_Exercise instructions_
Your answer must be a single number: how many lines in the records include the word "initialized".

Segment Open

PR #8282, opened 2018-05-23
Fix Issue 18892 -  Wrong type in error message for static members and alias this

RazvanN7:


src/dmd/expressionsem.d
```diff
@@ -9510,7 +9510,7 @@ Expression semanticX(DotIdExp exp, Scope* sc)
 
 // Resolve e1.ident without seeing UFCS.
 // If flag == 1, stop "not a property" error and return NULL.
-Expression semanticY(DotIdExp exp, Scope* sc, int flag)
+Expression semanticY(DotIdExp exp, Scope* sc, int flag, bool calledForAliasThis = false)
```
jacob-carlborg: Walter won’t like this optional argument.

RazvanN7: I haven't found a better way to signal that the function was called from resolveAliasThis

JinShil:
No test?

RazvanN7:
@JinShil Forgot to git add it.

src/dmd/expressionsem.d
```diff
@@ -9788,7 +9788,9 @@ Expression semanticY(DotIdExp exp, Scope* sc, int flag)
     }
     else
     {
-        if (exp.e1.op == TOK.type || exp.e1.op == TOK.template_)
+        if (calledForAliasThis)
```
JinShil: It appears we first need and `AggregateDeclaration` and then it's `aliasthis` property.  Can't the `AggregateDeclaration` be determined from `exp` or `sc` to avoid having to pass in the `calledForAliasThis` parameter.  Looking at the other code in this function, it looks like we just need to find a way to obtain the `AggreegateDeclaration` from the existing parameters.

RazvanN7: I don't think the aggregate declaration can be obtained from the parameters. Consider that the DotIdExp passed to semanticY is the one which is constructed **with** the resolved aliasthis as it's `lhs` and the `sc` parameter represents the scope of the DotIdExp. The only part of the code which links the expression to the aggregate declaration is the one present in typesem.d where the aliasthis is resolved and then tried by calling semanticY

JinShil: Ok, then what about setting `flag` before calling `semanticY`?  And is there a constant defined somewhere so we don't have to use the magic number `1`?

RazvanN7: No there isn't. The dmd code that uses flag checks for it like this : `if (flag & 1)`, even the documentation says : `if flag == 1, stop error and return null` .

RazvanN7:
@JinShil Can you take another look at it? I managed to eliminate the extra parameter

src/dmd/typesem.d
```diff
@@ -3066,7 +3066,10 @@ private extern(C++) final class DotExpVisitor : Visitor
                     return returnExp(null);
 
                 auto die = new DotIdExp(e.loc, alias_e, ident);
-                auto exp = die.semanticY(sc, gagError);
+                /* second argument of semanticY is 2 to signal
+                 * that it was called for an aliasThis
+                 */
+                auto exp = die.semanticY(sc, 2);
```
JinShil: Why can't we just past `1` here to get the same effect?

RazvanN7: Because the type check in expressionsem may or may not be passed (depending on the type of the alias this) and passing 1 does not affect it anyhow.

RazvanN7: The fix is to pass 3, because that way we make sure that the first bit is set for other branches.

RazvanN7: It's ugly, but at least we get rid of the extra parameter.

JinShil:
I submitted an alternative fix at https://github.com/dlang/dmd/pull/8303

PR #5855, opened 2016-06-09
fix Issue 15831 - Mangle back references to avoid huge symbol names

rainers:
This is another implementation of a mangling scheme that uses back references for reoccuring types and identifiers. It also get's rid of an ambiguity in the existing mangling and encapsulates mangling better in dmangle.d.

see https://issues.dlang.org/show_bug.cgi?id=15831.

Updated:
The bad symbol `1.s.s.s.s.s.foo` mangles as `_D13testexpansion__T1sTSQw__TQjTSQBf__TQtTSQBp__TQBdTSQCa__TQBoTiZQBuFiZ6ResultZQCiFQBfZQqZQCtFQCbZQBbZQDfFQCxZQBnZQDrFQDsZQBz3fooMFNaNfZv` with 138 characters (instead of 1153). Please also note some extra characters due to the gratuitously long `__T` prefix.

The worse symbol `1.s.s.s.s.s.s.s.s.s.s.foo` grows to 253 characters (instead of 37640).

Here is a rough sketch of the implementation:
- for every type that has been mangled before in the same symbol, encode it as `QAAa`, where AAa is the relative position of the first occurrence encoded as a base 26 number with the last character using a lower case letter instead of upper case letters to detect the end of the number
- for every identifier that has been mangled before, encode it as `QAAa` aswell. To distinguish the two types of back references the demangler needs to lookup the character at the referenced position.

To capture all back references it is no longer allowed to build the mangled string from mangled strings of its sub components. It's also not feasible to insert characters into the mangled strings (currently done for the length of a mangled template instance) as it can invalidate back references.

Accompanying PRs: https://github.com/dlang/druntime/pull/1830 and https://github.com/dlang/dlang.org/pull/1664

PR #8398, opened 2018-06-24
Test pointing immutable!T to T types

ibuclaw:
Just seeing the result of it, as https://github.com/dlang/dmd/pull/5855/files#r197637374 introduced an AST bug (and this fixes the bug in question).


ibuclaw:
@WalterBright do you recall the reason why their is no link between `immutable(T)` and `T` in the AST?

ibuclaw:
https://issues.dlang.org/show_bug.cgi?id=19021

Segment Closed
Segment Open

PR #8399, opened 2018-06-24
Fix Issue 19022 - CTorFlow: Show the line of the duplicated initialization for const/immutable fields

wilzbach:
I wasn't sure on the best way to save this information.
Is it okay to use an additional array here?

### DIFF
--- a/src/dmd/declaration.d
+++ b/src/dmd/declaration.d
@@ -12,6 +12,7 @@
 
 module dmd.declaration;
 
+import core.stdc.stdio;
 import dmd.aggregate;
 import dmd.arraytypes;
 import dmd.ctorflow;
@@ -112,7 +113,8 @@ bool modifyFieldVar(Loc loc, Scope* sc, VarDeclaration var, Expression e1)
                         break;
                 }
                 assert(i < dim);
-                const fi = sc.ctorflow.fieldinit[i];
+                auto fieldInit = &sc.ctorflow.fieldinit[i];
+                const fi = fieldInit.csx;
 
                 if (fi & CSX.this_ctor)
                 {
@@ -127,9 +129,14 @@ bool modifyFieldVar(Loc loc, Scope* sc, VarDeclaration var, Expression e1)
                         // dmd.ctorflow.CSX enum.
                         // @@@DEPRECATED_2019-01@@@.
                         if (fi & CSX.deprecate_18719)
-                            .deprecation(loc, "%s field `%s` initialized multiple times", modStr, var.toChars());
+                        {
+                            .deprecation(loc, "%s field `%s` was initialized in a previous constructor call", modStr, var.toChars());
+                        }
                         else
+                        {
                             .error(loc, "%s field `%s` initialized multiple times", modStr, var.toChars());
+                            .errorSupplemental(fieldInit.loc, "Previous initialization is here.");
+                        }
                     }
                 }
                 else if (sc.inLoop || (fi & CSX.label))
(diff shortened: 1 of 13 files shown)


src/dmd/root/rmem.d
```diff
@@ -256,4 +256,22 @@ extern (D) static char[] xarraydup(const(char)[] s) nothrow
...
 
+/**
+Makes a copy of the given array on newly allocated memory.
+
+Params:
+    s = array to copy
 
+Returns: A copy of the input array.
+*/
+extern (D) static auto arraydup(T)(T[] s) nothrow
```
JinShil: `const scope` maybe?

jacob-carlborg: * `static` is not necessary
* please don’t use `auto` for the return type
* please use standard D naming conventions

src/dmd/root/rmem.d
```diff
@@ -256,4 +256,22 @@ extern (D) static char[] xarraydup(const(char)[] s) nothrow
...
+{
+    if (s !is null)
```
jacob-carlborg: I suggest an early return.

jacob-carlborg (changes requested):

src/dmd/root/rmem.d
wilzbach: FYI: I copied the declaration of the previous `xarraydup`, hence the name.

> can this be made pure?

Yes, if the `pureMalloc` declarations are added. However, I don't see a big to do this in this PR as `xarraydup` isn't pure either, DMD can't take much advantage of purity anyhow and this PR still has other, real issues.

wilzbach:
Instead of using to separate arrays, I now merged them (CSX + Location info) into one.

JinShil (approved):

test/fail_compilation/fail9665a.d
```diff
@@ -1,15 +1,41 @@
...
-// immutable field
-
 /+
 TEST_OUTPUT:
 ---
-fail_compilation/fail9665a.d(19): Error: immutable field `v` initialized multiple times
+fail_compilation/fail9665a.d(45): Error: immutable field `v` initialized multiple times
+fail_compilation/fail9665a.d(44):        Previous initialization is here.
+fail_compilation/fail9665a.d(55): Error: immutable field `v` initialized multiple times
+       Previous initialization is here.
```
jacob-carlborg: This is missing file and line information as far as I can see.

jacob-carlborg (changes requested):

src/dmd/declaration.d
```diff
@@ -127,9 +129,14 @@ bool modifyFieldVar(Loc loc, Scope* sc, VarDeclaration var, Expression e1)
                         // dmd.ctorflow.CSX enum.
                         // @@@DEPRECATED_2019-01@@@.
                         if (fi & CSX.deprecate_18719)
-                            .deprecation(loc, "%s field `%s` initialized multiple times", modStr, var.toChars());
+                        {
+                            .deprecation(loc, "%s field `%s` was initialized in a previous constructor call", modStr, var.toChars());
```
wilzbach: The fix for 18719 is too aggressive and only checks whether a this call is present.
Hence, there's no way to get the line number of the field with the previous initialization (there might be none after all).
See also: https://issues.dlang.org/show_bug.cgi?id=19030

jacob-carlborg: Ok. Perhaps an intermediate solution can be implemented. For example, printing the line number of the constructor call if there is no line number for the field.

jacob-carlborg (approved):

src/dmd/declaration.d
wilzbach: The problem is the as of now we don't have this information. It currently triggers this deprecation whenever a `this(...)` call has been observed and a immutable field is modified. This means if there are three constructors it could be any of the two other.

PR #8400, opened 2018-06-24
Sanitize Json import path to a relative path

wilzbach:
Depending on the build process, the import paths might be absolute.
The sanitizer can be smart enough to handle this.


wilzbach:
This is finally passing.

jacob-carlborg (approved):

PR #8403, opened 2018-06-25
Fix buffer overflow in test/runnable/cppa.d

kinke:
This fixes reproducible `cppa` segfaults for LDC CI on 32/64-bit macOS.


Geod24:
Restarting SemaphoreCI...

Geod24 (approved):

Segment Closed

_Worked solution_
8